Ein freies Leben führen wir,
ein Leben voller Wonne,
der Wald ist unser Nachtquartier,
bei Sturm und Wind hantieren wir,
der Mond ist unsere Sonne.»
Das anfängliche Rivalen-Drama mutiert zur Gewaltorgie, bis schliesslich selbst die stets hoffende und liebende Amalia konsterniert feststellt: «Es wird alles zu Grund gehen.» Überleben wird nur Karl, der Erstgeborene, der jetzt keinen Rivalen mehr hat. Die andern sind am Schluss tot. Die Radikalität dieses Prozesses zeigt schon das Zitat des antiken Arztes Hippokrates, das Schiller dem Stück vorangestellt hat, auf: «Was Medikamente nicht heilen, heilt das Messer; was das Messer nicht heilt, heilt das Feuer; was aber das Feuer nicht heilt, das muss als unheilbar betrachtet werden.» Die Selbsttötungen werden in einer abstrahierenden Weise gezeigt: Franz, Spiegelberg und Amalia zerdrücken, als Zeichen für den Suizid, einen Plastikbeutel mit Theaterblut und sind dann «tot», treten jedoch nicht ab, sondern bleiben als Tote weiter vor dem Publikum stehen. Die Präsenz aller vier Personen während des ganzen Abends ist eine kluge Idee, das ursprüngliche Stück mit den zahlreichen Auftritten in ein einziges, in sich geschlossenes Stück zu verdichten. Auch schon am Anfang waren alle nebeneinander auf der Bühne (Titelbild), obwohl jeweils nur eine oder zwei Personen spielend in die Handlung eingegriffen haben.
Das Original mit seinen fünf Akten und 15 Szenen wurde vom Regisseur Daniel Kuschewski in 21 Szenen umgebaut und umgeschrieben. Er hat die 150 Seiten der Reclam-Ausgabe des Schauspiels «Die Räuber» von Friedrich Schiller auf 24 A4-Seiten und 70 Minuten gekürzt und mit «Räuber von Schiller» betitelt. Und dargestellt wird die Geschichte von vier, statt von mehr als 17 Personen. Damit ist es gelungen, das ausschweifende Lese-Drama in ein modernes, heutigen Rezeptionsgewohnheiten angepasstes Schau-Spiel zu verwandeln.

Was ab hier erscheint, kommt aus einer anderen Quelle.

PR #820, opened 2024-11-05
[core] Clock.nowMonotonic + fix flaky tests in JS

fwbrasil:
Time-based tests are flaky in JS. It seems the default timer implementation has precision issues. This PR introduces `Clock.nowMonotonic` to provide more a more accurate `Stopwatch` and updates test thresholds to account for the timer imprecision.

### DIFF
--- a/kyo-core/shared/src/test/scala/kyo/AsyncTest.scala
+++ b/kyo-core/shared/src/test/scala/kyo/AsyncTest.scala
@@ -519,7 +519,7 @@ class AsyncTest extends Test:
             yield assert(result == 42)
         }
 
-        "interrupts computation" in run {
+        "interrupts computation" in runJVM {
             for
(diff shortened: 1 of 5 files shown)


kyo-core/shared/src/test/scala/kyo/AsyncTest.scala
```diff
@@ -519,7 +519,7 @@ class AsyncTest extends Test:
             yield assert(result == 42)
         }
 
-        "interrupts computation" in run {
+        "interrupts computation" in runJVM {
```
fwbrasil, line 522: Unrelated to the `Clock` changes. This test sometimes fails in JS, I think the issue is the ordering of the execution of the callbacks that is not deterministic.

hearnadam (approved):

Brencis Udris als Karl mit Fabian Müller als Spiegelberg
Gelungene Teamleistung
Anna-Katharina Müller als Amalia, Fabian Müller als Spiegelberg, Florian Steiner als Franz und Brencis Udris als Karl stehen und bewegen sich nicht oben auf einer Bühne, sondern unten auf dem Fussboden, sozusagen zu Füssen des Publikums auf den aufsteigenden Sitzreihen. Fabian Müller und Brencis Udris klettern gelegentlich durch die Reihen der Zuschauenden, singend und brüllend. Die Inszenierung wirkt glaubhaft und erlebbar als ein Schiller-Stoff, als ein Dokument des Sturm und Drang und gleichzeitig als ein Mahnmal für unsere Zeit. Dem Ensemble mit Daniel Kuschewski als Regisseur, Thomas Unthan, verantwortlich für Bühne und Kostüme, Tom Tafel für die Musik ist eine Umsetzung gelungen, die das Wesen der Epoche als den teuflischen Mechanismus eines sich verselbständigenden Handelns und als Menetekel für die heutige Zeit erlebbar macht. Das Publikum spendete bei der Premiere dem ganzen Ensemble den verdienten warmen Applaus.
Fotos: Raphael Hadad
Aufführungen in der Matchbox des Schiffsbaus noch bis 21. März 2014.